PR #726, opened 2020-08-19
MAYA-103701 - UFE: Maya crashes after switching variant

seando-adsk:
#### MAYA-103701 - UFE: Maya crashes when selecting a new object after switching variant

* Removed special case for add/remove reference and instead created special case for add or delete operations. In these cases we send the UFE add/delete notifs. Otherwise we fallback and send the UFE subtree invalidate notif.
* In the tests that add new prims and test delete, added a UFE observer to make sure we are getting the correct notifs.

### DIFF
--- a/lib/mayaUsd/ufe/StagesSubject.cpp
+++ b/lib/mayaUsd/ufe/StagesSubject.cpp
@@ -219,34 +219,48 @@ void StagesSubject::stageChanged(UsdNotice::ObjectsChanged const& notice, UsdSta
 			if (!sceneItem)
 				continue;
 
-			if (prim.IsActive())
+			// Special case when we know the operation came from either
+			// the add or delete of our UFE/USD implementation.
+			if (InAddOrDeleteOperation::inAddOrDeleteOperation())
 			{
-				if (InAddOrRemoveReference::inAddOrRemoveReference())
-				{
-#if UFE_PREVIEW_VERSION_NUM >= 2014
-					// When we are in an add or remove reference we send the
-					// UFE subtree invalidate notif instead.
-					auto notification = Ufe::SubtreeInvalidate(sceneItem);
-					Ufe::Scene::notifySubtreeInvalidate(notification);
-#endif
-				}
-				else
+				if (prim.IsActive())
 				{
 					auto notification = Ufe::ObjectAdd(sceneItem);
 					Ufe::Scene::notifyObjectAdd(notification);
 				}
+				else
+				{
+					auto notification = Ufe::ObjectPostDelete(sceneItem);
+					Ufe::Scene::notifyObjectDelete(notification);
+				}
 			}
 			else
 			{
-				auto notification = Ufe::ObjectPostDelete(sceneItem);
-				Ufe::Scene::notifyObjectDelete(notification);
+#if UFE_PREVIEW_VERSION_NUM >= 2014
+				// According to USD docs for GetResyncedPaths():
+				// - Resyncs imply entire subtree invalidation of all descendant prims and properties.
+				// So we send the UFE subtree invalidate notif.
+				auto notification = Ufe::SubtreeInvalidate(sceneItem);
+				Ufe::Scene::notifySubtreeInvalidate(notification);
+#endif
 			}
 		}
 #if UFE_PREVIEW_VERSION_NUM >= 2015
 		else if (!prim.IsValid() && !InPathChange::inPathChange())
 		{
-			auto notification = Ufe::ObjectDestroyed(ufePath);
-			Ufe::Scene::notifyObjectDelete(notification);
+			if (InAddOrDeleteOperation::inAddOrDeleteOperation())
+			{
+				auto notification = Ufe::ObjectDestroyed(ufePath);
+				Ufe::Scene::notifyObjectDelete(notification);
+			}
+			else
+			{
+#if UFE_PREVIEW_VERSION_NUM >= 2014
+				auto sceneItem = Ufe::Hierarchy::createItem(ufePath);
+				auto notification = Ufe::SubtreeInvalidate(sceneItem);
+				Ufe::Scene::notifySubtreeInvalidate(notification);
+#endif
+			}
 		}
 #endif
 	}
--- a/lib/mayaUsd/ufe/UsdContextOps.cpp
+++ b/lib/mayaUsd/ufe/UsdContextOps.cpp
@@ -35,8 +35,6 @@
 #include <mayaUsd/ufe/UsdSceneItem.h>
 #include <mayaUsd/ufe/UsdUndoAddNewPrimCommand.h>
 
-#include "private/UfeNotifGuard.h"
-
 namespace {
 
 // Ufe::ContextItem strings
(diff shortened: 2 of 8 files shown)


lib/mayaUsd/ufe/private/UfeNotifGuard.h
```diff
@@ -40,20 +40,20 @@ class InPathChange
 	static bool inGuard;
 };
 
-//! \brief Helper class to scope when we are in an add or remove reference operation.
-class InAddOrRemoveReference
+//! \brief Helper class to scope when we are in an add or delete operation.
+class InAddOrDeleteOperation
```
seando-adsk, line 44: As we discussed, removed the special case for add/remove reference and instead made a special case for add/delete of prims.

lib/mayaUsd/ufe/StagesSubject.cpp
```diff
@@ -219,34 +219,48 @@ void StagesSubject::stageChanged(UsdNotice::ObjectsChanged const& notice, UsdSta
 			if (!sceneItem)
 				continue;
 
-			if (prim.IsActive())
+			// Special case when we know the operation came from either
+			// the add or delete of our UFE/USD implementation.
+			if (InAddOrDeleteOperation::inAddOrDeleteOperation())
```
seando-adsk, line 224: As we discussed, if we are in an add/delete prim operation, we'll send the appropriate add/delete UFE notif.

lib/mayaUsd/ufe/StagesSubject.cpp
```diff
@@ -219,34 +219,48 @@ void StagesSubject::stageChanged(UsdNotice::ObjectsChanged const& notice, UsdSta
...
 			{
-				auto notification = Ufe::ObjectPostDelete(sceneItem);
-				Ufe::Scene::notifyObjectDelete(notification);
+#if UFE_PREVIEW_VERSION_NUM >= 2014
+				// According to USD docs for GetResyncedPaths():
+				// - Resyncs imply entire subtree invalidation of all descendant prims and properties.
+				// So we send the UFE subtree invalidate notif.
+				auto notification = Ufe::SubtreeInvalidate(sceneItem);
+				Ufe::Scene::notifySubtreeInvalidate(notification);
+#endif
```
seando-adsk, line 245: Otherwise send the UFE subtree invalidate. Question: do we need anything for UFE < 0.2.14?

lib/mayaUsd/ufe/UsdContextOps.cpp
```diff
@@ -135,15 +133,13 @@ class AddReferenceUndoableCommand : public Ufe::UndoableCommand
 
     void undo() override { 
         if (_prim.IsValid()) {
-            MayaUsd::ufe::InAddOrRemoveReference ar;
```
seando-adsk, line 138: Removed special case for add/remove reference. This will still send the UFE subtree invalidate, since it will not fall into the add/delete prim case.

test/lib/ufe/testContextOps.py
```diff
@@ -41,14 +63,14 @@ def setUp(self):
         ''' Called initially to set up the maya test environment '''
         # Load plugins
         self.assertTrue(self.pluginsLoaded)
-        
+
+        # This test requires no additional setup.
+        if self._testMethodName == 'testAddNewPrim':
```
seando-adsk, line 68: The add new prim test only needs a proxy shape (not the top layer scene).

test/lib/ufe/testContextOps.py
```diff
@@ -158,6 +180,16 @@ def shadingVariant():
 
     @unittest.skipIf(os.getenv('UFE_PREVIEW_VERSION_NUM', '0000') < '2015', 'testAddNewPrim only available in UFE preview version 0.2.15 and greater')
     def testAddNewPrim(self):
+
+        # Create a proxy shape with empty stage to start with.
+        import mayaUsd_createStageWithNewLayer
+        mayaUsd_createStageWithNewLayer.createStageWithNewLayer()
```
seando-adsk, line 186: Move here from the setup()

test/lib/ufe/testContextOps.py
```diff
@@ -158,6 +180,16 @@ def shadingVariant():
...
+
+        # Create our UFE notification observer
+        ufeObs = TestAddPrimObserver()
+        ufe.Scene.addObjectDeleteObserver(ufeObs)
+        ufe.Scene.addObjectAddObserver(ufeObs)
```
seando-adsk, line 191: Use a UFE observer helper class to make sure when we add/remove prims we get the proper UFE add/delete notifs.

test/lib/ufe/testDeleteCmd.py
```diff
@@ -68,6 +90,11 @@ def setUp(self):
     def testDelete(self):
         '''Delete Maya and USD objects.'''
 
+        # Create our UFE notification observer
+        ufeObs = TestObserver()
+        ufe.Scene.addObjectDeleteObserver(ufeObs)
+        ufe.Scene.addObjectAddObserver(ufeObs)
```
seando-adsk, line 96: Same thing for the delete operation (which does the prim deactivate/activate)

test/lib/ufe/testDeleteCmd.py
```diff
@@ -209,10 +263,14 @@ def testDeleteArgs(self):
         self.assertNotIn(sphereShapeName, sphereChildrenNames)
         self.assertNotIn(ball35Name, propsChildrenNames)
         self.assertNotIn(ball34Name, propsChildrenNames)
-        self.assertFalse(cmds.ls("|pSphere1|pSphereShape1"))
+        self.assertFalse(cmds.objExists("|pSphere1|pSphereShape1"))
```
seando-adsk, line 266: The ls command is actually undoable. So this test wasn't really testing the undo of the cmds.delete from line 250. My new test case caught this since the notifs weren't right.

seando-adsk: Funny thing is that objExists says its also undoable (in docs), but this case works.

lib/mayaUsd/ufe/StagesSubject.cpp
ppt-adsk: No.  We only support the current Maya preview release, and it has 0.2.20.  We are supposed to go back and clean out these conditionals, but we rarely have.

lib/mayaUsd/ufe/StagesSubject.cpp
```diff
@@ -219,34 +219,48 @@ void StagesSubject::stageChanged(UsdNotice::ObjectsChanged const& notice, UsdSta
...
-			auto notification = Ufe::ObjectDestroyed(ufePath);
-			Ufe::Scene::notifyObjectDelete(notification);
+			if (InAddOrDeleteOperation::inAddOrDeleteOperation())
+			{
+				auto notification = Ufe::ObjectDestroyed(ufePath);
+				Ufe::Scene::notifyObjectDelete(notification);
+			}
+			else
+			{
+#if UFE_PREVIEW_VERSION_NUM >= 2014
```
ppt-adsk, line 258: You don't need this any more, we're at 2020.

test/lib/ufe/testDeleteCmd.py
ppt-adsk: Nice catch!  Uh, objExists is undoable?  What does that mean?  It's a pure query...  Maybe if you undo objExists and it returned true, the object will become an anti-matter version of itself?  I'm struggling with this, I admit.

........

HOW TO COMPLETE THIS TASK: Search the material for the string "private" and show every line that has it.

TASK RESULT:
-#include "private/UfeNotifGuard.h"
lib/mayaUsd/ufe/private/UfeNotifGuard.h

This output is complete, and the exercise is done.